* Directions: Every line of the records that holds the word "these" should be copied out.

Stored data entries

_ _ _ _ _

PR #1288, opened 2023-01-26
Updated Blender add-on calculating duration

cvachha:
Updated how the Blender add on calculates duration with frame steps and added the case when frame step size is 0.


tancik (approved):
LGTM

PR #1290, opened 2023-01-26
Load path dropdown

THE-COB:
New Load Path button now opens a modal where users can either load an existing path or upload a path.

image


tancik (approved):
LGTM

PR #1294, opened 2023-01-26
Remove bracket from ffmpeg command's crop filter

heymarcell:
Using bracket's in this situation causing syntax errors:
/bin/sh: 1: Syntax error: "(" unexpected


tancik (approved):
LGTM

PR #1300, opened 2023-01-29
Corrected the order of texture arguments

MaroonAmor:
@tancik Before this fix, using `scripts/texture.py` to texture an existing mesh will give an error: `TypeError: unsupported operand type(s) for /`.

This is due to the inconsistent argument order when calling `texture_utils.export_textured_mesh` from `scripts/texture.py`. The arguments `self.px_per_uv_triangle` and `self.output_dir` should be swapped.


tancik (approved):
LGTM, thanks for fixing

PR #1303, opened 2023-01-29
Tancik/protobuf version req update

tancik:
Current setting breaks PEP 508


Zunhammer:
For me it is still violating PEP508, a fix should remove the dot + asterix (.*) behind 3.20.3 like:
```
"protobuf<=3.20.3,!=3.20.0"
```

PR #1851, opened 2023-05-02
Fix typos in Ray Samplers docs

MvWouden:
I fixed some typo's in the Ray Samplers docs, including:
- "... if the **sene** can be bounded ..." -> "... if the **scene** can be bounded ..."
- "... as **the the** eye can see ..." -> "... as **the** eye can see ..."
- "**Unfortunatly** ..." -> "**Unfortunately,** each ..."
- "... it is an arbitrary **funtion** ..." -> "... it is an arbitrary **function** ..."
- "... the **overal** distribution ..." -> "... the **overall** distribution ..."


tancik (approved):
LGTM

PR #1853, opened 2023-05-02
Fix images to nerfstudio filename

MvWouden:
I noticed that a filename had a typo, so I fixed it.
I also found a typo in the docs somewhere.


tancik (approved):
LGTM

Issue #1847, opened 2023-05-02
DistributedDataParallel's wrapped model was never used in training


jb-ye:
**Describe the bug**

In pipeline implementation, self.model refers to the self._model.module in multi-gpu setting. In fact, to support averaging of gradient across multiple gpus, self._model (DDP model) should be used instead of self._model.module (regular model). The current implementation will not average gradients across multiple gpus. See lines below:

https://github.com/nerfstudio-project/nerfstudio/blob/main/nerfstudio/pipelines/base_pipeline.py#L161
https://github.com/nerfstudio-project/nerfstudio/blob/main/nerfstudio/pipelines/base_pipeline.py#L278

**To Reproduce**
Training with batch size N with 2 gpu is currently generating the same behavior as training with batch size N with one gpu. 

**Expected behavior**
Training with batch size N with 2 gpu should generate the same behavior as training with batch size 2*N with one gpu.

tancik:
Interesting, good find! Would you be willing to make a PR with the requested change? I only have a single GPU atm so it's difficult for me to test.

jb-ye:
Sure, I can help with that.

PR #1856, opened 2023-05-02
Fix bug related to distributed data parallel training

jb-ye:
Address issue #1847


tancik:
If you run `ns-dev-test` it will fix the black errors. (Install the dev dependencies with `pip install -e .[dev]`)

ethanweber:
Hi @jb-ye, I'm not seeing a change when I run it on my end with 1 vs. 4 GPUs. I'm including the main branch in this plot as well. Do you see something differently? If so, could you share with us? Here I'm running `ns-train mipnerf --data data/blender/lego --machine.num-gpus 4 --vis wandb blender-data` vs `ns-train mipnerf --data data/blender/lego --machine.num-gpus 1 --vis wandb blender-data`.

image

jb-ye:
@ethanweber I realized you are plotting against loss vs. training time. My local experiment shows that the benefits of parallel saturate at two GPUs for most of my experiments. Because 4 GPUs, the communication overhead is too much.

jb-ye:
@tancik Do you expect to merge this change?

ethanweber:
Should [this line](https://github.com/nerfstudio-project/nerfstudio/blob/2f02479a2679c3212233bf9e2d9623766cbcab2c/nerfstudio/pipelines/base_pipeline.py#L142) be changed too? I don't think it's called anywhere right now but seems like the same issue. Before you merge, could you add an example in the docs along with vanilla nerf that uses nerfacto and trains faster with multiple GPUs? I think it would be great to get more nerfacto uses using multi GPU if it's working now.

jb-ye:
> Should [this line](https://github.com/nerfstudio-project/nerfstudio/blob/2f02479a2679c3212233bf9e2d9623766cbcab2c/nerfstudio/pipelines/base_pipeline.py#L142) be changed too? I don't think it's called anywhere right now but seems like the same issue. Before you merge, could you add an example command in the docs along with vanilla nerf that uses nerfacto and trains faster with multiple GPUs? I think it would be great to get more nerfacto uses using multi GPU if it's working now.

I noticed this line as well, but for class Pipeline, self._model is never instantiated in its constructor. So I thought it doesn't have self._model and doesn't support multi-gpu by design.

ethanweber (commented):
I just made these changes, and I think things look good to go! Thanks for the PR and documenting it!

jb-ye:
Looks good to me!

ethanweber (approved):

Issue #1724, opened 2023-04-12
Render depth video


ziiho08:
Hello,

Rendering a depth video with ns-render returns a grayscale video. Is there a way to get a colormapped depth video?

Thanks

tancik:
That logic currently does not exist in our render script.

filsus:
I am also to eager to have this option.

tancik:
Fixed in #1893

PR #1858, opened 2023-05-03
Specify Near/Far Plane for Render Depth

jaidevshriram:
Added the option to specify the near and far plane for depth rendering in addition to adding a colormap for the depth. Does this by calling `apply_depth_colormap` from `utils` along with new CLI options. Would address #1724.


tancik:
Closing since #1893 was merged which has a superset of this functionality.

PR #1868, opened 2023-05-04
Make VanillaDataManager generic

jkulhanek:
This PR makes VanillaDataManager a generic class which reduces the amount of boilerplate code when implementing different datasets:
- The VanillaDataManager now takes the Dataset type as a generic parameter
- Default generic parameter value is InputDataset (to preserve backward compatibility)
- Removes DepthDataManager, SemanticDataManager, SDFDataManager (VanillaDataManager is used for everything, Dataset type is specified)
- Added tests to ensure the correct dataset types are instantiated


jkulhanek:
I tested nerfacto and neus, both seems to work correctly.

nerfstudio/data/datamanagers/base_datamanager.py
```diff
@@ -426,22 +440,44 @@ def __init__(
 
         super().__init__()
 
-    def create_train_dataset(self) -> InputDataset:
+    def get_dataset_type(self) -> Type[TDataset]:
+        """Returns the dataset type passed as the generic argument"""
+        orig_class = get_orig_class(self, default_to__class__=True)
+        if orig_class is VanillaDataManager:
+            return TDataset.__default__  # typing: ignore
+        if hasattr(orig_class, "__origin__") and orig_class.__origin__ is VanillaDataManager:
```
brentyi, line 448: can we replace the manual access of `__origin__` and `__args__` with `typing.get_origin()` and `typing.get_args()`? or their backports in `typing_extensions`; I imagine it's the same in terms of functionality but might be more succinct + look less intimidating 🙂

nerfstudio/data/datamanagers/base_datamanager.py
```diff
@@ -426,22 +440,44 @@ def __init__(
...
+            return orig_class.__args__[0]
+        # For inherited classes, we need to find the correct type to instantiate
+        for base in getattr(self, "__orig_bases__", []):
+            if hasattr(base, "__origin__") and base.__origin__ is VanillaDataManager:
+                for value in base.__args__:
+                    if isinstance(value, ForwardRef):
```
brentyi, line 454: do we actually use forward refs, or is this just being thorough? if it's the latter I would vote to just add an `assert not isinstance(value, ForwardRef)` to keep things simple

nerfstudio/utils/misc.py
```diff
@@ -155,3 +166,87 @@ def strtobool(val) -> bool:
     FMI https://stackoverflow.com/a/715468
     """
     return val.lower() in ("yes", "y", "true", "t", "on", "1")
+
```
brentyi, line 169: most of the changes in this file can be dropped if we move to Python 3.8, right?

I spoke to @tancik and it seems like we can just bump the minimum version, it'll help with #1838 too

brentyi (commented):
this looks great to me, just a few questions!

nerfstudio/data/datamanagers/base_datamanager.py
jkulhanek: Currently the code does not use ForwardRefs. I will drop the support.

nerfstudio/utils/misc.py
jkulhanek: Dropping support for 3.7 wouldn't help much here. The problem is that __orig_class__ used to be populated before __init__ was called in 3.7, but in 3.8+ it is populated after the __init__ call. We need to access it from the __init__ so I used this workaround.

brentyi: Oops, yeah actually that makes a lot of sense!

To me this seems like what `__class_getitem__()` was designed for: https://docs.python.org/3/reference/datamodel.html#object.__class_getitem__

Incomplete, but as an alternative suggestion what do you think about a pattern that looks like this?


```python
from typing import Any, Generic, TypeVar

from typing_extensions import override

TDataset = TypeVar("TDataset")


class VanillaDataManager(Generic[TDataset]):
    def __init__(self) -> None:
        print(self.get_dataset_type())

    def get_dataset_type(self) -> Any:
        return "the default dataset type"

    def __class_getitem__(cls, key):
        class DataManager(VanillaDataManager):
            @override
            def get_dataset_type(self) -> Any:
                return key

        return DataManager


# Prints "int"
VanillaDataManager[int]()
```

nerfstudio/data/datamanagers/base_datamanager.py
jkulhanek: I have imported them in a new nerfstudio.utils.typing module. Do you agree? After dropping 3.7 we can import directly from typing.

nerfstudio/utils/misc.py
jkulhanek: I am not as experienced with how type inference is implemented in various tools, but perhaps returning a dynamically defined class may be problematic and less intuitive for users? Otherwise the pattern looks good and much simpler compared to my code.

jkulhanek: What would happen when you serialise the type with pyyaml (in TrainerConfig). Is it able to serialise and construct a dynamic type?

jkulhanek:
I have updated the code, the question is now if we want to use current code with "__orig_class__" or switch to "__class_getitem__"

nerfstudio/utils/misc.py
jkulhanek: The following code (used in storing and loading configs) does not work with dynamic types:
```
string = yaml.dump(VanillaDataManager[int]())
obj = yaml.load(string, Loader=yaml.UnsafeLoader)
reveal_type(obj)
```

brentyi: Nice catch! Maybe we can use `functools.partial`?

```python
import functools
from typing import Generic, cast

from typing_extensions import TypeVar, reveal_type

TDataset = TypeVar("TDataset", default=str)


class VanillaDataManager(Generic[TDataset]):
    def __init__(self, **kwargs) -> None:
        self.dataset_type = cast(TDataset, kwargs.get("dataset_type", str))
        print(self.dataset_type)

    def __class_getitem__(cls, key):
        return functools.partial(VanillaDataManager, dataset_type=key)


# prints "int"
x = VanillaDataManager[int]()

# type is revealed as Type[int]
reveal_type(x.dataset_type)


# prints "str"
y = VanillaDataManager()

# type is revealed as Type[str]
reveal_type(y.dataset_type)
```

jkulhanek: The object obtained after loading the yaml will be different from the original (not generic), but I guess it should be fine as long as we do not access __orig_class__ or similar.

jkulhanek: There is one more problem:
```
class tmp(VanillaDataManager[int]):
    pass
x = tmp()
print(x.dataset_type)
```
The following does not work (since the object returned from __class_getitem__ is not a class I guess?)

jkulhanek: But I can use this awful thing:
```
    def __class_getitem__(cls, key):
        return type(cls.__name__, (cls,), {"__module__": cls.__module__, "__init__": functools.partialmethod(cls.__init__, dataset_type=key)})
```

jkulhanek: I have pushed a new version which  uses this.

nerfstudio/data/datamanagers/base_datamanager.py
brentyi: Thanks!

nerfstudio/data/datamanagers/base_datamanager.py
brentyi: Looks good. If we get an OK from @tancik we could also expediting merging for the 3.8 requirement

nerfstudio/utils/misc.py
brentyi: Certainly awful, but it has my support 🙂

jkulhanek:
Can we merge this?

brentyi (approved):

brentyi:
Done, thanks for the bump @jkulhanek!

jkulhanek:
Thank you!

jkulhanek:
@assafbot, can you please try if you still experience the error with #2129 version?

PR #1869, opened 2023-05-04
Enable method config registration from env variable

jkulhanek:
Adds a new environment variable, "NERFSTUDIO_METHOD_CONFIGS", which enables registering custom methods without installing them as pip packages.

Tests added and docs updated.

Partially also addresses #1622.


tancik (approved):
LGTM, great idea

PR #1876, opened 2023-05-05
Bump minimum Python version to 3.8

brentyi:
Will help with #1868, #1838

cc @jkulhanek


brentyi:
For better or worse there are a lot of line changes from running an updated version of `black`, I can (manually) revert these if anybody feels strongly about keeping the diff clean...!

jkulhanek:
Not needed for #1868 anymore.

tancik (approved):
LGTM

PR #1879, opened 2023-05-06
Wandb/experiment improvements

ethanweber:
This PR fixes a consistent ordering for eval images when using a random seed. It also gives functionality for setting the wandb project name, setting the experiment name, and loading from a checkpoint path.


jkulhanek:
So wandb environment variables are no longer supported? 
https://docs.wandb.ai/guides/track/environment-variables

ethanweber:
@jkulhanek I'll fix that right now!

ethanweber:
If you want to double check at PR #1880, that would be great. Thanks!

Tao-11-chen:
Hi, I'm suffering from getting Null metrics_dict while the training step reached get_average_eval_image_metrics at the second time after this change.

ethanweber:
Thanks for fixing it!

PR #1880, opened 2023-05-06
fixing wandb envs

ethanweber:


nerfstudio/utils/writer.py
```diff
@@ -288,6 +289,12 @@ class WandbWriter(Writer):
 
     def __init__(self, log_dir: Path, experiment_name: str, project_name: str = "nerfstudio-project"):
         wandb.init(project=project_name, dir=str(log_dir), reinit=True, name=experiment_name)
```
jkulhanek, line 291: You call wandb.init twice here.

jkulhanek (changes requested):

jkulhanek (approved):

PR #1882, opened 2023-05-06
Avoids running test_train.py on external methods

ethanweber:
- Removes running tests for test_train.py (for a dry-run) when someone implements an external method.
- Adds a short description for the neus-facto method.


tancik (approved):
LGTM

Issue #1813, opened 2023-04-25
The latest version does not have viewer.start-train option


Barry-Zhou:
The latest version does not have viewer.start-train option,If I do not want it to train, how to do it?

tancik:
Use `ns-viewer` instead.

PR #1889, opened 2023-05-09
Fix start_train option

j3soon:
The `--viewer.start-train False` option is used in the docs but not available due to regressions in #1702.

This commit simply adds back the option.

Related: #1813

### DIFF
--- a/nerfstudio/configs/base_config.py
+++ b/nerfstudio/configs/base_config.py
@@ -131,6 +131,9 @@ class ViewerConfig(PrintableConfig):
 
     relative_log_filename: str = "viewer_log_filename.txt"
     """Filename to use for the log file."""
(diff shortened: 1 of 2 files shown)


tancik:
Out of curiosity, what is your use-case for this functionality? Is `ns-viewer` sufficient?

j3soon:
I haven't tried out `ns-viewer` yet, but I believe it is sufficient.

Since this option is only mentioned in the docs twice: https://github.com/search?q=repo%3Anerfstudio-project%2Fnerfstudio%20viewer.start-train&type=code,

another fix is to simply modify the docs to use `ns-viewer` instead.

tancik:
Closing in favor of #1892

_ _ _ _ _

* Solution to this problem:
I just made these changes, and I think things look good to go! Thanks for the PR and documenting it!
For better or worse there are a lot of line changes from running an updated version of `black`, I can (manually) revert these if anybody feels strongly about keeping the diff clean...!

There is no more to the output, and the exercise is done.